Rather, Booker was searching for a particularly ludicrous lie from a presidential administration that has told thousands. “There are lies about USAID, like, I don’t know, 5 million condoms going to Gaza or something outrageous,” he said. Considering the other outrageous things Trump has said about Gaza – such as his plan to “clean out” the strip to make room for luxury resorts – the remark felt trivializing.
The word “Gaza” came up once more, when the senator mentioned his “humanitarian and peace-building work” with the UN there.
It was not until hour 13, more than halfway through his oratorial marathon, that Booker engaged at any length with the subject of Israel and Palestine. This time it was not about the war, either. Instead, he was condemning the Trump administration’s attacks on free speech at universities and its summary deportation of legally resident foreign students who “espouse certain views on topics like Israel and Palestine”.
The senator recounted the abduction of Rumeysa Ozturk, the Turkish Tufts University graduate student who was surrounded on the street by masked plainclothes agents, handcuffed and hustled into an unmarked vehicle, then shipped to a hellish Louisiana detention center, where she faces deportation – all apparently because she co-wrote an op-ed in the student newspaper urging the college to divest from Israel. “Her arrest,” said Booker, “looks like a kidnapping that you might expect to see in Moscow rather than in the streets of Boston.” True.
Denouncing censorship, the senator self-censored. “Certain views on topics”: he neglected to specify which views. He didn’t say that punishment is being meted out exclusively to critics of Israel and never to its supporters, or that those supporters are supplying homeland security with the names of the critics – in other words, collaborating in the very violations of constitutional rights that he decries.
The atrocities Israel has been committing in Gaza since the temporary ceasefire collapsed are arguably the worst yet. Trump is cheering Bibi on like a fan at a wrestling match. His support of Israel’s policies is not only unconsciously racist, like Biden’s, but blatantly racist. Yet few Democrats are saying – or, more importantly, doing – anything to stop him. In fact, a few days after the speech, Booker voted against Bernie Sanders’ resolutions to block $8.8bn in arms sales to the Netanyahu government. Only 14 of his colleagues voted in favor.
Antiwar activists are having a hard time catching anyone’s eyes – including the eyes of those who are sympathetic to their cause
Perhaps senators are hoping their constituents won’t notice their inaction.
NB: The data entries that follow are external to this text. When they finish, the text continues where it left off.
PR #1865, opened 2024-01-22
chore: configure cors for webapp

bonomat:
This allows us to send request from the webapp while in dev mode

### DIFF
--- a/webapp/src/main.rs
+++ b/webapp/src/main.rs
@@ -22,11 +22,13 @@ use axum::response::Response;
 use axum::routing::get;
 use axum::routing::post;
 use axum::Router;
+use bitcoin::Network;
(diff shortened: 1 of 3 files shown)


webapp/src/main.rs
```diff
@@ -116,6 +117,7 @@ fn using_serve_dir(subscribers: Arc<AppSubscribers>) -> Router {
                     },
                 ),
         )
+        .layer(CorsLayer::permissive())
```
holzeis, line 120: 🔧 We should probably only add this when network is set to "regtest"

holzeis (approved):

holzeis:
Thanks, that will be very useful! 👍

Indeed, as the mudslide of executive orders buries immigrants, federal workers, transgender people, science, regulation, the economy, the rule of law and US democracy, it is hard for the press, or anyone else, to take their eyes off what is going on at home. Even when horrors are taking place abroad. Especially if they’re taking place in Palestine.
Above: Cory Booker advises AIPAC to recruit more African American students. Lots of luck with that, Booker.
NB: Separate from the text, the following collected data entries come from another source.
PR #1866, opened 2024-01-22
feat: Add app info to settings

holzeis:
Screenshot 2024-01-22 at 12 29 50

### DIFF
--- a/webapp/frontend/lib/settings/settings_screen.dart
+++ b/webapp/frontend/lib/settings/settings_screen.dart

The cynicism that supports the zio project in the US is so obvious to the naked eye. From Kamala Harris pretending to AIPAC that she and her brown/black sister were as children filling donation boxes for the JNF to Booker, a black presumably xtian becomming head of a Jewish students union. Sickening stuff.
Unfortunately he is unlikely to be primaried or will simply be replaced by another AIPAC employee.